--- PROBLEM DESCRIPTION ---
Reproduce the records exactly, beginning with their first line and ending with the line that contains "should be computed", and output nothing more.

--- Extracted records ---
########################################

PR #911, opened 2021-11-30
Login with Email + Phone Number 

ericclemmons:
*Issue #, if available:* https://app.asana.com/0/1201410500481323/1201377903144607

*Description of changes:*

- [x] Add `adminui-auth-with-email-and-phone environment`

	This only has a single `loginMechansisms` value of `email`, despite there being two selected.

- [x] Add `cli-auth-with-email-and-phone environment`

	**Unlike the Admin UI**, this only has two `loginMechansisms` values with `email` and `phone_number`.

- [x] When `loginMechanisms` has more than one option, show a toggle:
	
	> Screen Shot 2021-11-30 at 1 39 23 PM

- [ ] Forms should **always** have `username` as a field for Sign In or Sign Up

- [ ] `country_code` plus `phone` should be computed into `phone_number` in the UI
- [ ] `submitForm` should accept `{ [attribute]: value, ... }` from `FormData(form)` to catch hidden fields such as `username`


packages/vue/src/components/sign-in.vue
```diff
@@ -24,20 +30,18 @@ const forgotYourPasswordLink = computed(() =>
...
 
-const { state, send } = useAuth();
-const actorState = computed(() =>
-  getActorState(state.value)
-) as ComputedRef<SignInState>;
+const { error, isPending, state, send, updateForm } = useAuthenticator();
+const { label, type } = getAliasInfoFromContext(state.context);
+const { formValues } = getActorContext(state) as SignInContext;
+const phoneNumber = computed(
+  () => `${formValues.country_code ?? ''}${formValues.phone ?? ''}`
```
ericclemmons, line 37: @ErikCH 

This isn't updating the `phoneNumber` in the view on change.

I suspect it's because the `formValues` from the machine aren't reactive

packages/vue/src/components/sign-in.vue
```diff
@@ -22,22 +28,27 @@ const forgotYourPasswordLink = computed(() =>
 );
 
 const signInButtonText = computed(() => translate('Sign in'));
-const signIngButtonText = computed(() => translate('Signing in'));
 
-const { state, send } = useAuth();
-const actorState = computed(() =>
-  getActorState(state.value)
-) as ComputedRef<SignInState>;
+const { error, isPending, state, send, updateForm } = useAuthenticator();
```
ericclemmons: @ErikCH I'm struggling with the reactivity of `error` and `isPending` for the following examples:

- http://localhost:3000/ui/components/authenticator/sign-in-with-phone
- http://localhost:3000/ui/components/authenticator/sign-in-with-email
- http://localhost:3000/ui/components/authenticator/sign-in-with-username

ErikCH: 👀

ErikCH: Ok, I fixed reactivity and also made some tweaks to sign-in

ericclemmons: Thank you @ErikCH !

packages/ui/src/machines/authenticator/actors/signIn.ts
```diff
@@ -399,10 +407,9 @@ export const signInActor = createMachine<SignInContext, AuthEvent>(
     },
     services: {
       async signIn(context) {
-        const source = context.formValues;
-        const { country_code, username, password } = source;
+        const { username, password } = context.formValues;
```
wlee221, line 410: Should this be 
```suggestion
        const { username, password } = event.data ?? context.formValues;
```
now that we're submitting form with data:

https://github.com/aws-amplify/amplify-ui/blob/9a10937632d79043ab79f62b5f932262bf7f7926/packages/react/src/components/Authenticator/SignIn/SignIn.tsx#L49-L55

wlee221: Ahh scratch that, https://github.com/aws-amplify/amplify-ui/blob/9a10937632d79043ab79f62b5f932262bf7f7926/packages/ui/src/machines/authenticator/actions.ts#L116-L119 resolves it

wlee221:
@ericclemmons Weird, I think all three frameworks are failing on the same tests. I could repro this on Angular end, and the error was 

```
Cannot read properties of undefined (reading 'filter')
    at getAliasInfoFromContext (index.js:1676)
    at SignUpFormFieldsComponent.getAliasInfo (sign-up-form-fields.component.ts:33)
    at SignUpFormFieldsComponent.ngOnInit (sign-up-form-fields.component.ts:27)
```

on this line:

https://github.com/aws-amplify/amplify-ui/blob/f1c2d82db913be13425e8b4476983d7cf6f55c40/packages/ui/src/helpers/auth.ts#L134

wlee221:
I believe the additional React error is due to `Authenticator does not have a default implementation for username. Customize Authenticator.SignUp.FormFields to add your own.` whenever `loginMechanism` is username.

I'll finish up Angular implementation meanwhile.

wlee221:
I got all the Angular tests passing! What's remaining on React/Vue side are:
- Vue: Remove side effect on https://github.com/aws-amplify/amplify-ui/blob/bd713016dbd5260ec4587b728d6083bd3444b40b/packages/vue/src/components/alias-control.vue#L47-L54
- Vue: Remove `usre-name-alias-component` usage in signUp 
- React: ensure `AttributeField` support `username` too (or handle it separately)

ericclemmons:
@wlee221 I'll make these updates.  I didn't think that `AttributeField` would include `username` since that's not an actual sign-up attribute – this PR mostly makes `username` a computed value or an explicit text field.

But I'll double-check to see if there's some behavior I messed up on...

ericclemmons:
Ahhh, my mistake – what was once working is failing now!

packages/vue/src/components/authenticator-sign-up-form-fields.vue
```diff
@@ -57,11 +57,14 @@ const loginMechanism = fieldNames.shift() as LoginMechanism;
 const actorContext = computed(() => {
   return getActorContext(state.value);
 }) as ComputedRef<SignInContext>;
-const formValues = actorContext.value?.formValues as AuthFormData;
+const formValues = computed(
+  () => actorContext.value?.formValues as AuthFormData
+);
+actorContext.value.formValues;
 const loginMechanismValue = computed(() => {
```
ErikCH: Updated reactivity, made this computed

packages/vue/src/components/sign-up.vue
```diff
@@ -24,18 +24,21 @@ const onInput = (e: Event): void => {
...
+    submit(e);
   }
 };
 
-const submit = (): void => {
-  props.submitForm();
+const submit = (e: Event): void => {
+  const formData = new FormData(<HTMLFormElement>e.target);
+  const json = Object.fromEntries(formData);
+  props.submitForm(json);
```
ErikCH, line 41: Now it's submitting the json info. Not sure if handleInput is needed or not

packages/vue/src/components/authenticator-sign-up-form-fields.vue
```diff
@@ -57,11 +57,14 @@ const loginMechanism = fieldNames.shift() as LoginMechanism;
 const actorContext = computed(() => {
   return getActorContext(state.value);
 }) as ComputedRef<SignInContext>;
-const formValues = actorContext.value?.formValues as AuthFormData;
+const formValues = computed(
+  () => actorContext.value?.formValues as AuthFormData
+);
+actorContext.value.formValues;
```
ericclemmons, line 63: Why is `actorContext.value.formValues` accessed here, since it doesn't look like it does anything?

Is it here for the Proxy to get accessed and trigger an initial computation?

packages/vue/src/components/sign-up.vue
ericclemmons: `handleInput` is still necessary for dynamically computing the `username` from the `country_code` + `phone` and persisting it in the form for submission.

packages/vue/src/components/authenticator-sign-up-form-fields.vue
ErikCH: oops, I'll delete that. Not sure how that got in there.

ericclemmons:
I'm extremely frustrated with this PR at this point.  It seems each small change is breaking another part and GitHub is slow just to evaluate this.

So, I'm instead thinking of closing this to land much smaller PRs:

- [ ] Land the environments separately:
	- [ ] CLI
	- [ ] Admin UI
- [ ] Make the change to the state machine separately and **only update frameworks to pass again** without "correcting" any implementations.

	What I mean by this is computing the `username` and `phone_number` values.

- [ ] Land the feature https://app.asana.com/0/1201410500481323/1201377903144607 separately for
	- [ ] React
	- [ ] Angular
	- [ ] Vue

########################################

--- ANSWER TO THE EXERCISE ---
PR #911, opened 2021-11-30
Login with Email + Phone Number 

ericclemmons:
*Issue #, if available:* https://app.asana.com/0/1201410500481323/1201377903144607

*Description of changes:*

- [x] Add `adminui-auth-with-email-and-phone environment`

	This only has a single `loginMechansisms` value of `email`, despite there being two selected.

- [x] Add `cli-auth-with-email-and-phone environment`

	**Unlike the Admin UI**, this only has two `loginMechansisms` values with `email` and `phone_number`.

- [x] When `loginMechanisms` has more than one option, show a toggle:
	
	> Screen Shot 2021-11-30 at 1 39 23 PM

- [ ] Forms should **always** have `username` as a field for Sign In or Sign Up

- [ ] `country_code` plus `phone` should be computed into `phone_number` in the UI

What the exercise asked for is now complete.